Start of DATA UNDER STUDY
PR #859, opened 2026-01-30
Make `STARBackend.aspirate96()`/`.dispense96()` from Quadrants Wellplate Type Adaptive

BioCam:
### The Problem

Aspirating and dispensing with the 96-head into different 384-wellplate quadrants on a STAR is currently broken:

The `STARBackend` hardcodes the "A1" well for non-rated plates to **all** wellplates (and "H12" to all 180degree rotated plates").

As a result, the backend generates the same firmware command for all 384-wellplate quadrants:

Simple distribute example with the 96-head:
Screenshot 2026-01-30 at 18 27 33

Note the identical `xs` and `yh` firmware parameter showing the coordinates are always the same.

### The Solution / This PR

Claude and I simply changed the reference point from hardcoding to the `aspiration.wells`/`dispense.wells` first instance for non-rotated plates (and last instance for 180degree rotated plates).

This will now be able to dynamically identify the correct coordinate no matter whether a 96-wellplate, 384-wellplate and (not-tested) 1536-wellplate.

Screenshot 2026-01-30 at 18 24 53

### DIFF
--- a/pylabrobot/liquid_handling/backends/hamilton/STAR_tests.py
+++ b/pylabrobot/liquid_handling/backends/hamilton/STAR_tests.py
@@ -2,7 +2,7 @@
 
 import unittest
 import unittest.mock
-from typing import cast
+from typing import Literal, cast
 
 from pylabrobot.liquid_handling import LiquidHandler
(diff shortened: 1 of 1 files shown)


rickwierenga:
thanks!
End of DATA UNDER STUDY
Start of DATA UNDER STUDY
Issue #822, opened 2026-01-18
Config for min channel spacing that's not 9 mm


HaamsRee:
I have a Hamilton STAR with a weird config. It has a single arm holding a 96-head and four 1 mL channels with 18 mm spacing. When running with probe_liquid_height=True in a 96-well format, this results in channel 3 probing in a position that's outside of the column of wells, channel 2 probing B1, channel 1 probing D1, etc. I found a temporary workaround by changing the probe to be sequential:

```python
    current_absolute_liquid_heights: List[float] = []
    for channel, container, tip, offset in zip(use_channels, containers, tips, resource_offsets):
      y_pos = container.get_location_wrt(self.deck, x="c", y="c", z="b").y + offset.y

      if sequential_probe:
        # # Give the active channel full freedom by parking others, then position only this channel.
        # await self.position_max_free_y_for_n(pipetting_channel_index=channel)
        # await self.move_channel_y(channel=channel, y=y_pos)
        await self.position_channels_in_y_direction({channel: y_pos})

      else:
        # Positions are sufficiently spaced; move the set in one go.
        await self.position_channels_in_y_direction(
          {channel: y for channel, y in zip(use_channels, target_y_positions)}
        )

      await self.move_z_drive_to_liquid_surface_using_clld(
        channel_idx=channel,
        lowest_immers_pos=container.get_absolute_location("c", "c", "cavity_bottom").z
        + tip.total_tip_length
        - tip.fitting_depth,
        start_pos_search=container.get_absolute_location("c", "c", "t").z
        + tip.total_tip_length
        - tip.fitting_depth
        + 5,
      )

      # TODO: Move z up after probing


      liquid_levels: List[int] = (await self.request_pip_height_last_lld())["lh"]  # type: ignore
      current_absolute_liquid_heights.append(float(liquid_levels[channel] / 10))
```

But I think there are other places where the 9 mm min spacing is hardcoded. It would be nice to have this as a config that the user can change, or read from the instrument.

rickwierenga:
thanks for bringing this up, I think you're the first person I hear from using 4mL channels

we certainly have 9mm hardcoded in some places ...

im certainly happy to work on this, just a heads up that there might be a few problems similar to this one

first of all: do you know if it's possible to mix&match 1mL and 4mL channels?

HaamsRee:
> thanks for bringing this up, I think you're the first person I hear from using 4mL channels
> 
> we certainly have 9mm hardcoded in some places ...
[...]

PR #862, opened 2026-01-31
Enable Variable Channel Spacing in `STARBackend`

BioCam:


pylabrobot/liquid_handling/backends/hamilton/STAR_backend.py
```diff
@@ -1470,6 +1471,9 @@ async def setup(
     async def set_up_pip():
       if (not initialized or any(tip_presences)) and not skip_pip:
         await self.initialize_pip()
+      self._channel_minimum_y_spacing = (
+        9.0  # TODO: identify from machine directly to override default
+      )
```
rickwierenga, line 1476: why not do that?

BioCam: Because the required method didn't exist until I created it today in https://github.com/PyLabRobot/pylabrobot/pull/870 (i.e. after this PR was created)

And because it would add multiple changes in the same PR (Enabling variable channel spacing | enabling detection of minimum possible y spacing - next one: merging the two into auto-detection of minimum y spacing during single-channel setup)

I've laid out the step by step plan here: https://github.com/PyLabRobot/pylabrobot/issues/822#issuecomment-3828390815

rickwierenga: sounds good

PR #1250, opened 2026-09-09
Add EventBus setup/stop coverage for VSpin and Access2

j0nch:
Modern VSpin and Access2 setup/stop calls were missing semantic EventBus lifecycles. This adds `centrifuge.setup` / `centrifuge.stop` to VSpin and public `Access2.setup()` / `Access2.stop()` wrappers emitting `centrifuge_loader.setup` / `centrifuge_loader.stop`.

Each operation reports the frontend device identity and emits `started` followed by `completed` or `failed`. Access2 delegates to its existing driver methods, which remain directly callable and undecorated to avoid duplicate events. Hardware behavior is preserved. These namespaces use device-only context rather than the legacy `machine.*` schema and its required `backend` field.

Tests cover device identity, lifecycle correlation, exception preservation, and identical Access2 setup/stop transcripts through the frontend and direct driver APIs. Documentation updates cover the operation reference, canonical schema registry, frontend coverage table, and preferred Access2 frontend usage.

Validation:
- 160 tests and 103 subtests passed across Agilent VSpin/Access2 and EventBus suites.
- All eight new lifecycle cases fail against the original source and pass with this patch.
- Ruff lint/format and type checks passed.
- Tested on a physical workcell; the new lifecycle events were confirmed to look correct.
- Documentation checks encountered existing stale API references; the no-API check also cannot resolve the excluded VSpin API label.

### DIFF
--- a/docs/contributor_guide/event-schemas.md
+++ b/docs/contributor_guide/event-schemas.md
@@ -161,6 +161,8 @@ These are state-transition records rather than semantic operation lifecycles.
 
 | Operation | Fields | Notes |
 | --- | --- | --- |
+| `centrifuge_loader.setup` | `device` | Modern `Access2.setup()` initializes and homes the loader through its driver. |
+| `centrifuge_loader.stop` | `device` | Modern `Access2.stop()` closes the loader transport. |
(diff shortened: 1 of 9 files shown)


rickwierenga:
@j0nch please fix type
End of DATA UNDER STUDY
Start of DATA UNDER STUDY
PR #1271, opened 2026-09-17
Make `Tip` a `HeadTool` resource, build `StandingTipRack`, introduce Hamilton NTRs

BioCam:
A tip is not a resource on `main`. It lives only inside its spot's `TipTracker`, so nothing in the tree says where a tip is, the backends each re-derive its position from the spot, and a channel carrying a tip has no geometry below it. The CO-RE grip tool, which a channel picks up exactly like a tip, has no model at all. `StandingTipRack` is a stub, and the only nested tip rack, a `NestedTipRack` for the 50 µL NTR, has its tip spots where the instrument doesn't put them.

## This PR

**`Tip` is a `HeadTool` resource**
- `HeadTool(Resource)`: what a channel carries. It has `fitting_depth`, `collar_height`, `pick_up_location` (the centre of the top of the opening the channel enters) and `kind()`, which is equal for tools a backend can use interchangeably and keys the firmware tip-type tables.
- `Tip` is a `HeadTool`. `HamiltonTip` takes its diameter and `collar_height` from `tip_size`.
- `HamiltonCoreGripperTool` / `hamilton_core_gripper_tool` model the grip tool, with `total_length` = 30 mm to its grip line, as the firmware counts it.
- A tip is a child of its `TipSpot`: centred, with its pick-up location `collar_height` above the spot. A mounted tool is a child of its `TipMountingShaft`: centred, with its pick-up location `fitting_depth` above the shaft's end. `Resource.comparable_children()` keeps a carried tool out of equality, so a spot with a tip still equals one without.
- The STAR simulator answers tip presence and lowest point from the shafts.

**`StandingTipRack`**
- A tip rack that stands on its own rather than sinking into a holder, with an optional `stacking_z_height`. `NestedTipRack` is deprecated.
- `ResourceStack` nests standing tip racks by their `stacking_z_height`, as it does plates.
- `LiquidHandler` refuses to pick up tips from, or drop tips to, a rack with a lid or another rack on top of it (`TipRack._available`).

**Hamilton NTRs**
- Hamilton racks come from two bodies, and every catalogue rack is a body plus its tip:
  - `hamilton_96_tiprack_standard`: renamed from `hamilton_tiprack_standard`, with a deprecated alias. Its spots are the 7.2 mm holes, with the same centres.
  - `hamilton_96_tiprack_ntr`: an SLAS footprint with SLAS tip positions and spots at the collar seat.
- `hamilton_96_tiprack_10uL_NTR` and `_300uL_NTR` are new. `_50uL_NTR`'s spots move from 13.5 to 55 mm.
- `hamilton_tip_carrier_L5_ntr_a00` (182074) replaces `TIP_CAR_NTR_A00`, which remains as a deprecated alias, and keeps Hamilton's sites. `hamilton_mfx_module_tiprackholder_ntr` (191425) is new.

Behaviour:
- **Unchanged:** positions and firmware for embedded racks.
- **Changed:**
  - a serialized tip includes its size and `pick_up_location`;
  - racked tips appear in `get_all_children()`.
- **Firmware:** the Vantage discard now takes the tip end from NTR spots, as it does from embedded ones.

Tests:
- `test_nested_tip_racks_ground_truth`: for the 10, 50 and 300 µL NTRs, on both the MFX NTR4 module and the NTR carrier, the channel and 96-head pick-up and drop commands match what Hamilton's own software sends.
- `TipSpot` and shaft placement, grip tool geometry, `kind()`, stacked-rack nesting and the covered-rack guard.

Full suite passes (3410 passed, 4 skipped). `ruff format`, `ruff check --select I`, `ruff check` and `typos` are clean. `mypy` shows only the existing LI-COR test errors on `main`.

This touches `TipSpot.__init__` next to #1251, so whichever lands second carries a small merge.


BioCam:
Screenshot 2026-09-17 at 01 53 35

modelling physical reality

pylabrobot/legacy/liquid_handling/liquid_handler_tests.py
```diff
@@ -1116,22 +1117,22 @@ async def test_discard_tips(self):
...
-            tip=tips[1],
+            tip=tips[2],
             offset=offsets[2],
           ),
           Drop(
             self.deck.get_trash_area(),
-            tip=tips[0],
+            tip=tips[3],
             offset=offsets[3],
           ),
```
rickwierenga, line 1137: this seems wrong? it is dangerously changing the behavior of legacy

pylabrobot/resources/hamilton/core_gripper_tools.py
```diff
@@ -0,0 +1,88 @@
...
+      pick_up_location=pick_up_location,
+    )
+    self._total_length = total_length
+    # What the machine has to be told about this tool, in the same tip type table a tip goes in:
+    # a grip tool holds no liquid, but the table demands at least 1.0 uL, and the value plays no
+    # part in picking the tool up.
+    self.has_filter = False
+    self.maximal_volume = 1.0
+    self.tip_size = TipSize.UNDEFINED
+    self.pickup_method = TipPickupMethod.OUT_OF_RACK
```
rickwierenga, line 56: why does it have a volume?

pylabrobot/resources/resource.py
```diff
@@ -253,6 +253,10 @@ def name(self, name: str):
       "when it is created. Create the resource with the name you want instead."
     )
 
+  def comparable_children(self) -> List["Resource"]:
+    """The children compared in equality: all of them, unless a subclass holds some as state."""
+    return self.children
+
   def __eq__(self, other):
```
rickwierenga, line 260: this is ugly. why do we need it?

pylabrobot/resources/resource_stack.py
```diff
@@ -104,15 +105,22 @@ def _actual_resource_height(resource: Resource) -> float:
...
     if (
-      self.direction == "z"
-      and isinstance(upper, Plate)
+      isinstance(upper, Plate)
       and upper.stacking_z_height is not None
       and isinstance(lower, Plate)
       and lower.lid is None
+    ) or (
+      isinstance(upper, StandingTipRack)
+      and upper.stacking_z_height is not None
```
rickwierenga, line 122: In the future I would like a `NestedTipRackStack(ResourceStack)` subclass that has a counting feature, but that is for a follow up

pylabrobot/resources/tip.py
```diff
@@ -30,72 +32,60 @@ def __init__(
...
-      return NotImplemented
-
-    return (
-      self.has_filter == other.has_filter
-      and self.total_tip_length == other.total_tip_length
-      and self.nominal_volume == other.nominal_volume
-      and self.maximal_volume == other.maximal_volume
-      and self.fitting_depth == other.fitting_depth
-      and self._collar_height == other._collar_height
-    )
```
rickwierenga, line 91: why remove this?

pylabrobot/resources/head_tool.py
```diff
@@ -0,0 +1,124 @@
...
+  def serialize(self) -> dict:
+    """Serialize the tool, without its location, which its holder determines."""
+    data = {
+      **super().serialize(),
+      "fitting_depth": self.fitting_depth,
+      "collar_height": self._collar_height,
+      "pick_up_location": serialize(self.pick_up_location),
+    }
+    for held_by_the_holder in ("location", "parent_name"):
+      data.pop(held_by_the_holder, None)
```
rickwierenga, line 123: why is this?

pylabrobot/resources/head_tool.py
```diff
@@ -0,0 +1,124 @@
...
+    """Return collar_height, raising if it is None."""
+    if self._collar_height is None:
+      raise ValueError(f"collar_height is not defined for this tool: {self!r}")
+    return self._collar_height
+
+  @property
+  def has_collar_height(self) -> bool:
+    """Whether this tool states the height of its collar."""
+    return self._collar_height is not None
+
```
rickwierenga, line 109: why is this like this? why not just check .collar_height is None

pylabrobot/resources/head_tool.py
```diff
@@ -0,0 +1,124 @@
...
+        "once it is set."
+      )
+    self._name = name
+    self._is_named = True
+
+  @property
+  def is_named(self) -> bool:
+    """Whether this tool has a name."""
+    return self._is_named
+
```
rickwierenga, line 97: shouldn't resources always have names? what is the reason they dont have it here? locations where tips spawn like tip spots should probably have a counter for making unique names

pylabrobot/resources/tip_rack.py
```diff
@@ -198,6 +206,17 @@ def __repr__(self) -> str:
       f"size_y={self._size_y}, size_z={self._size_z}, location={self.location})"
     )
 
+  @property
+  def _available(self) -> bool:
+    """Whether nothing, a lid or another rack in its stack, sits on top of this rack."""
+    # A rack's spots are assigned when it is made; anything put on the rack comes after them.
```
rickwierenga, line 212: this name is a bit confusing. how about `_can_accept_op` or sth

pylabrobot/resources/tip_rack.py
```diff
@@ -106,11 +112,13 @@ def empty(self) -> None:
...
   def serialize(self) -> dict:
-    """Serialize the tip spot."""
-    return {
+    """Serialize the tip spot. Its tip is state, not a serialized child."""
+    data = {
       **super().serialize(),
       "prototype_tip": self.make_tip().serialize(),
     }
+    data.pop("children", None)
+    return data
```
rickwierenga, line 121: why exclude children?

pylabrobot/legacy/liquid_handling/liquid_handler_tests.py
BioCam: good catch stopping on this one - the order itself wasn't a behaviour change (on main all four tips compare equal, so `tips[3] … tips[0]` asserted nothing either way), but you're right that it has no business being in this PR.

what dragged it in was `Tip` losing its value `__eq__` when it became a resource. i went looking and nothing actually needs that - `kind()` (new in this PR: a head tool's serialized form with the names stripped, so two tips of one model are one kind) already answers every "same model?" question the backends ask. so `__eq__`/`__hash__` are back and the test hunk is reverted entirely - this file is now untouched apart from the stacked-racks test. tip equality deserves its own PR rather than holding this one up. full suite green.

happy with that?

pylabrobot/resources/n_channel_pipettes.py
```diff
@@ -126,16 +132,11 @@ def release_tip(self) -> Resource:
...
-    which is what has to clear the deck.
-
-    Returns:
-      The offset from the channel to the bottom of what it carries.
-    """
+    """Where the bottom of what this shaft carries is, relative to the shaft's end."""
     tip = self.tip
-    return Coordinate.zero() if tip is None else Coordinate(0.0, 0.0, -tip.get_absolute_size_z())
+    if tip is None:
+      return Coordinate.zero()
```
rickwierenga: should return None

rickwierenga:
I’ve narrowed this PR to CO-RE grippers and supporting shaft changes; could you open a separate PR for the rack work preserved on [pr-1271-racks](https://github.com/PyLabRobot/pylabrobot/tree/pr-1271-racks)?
End of DATA UNDER STUDY
From the entries above, print the lines beginning at the one with "(diff shortened: 1 of 9 files shown)" and stopping after the one with "please fix type", exactly as written and with nothing else.

(diff shortened: 1 of 9 files shown)


rickwierenga:
@j0nch please fix type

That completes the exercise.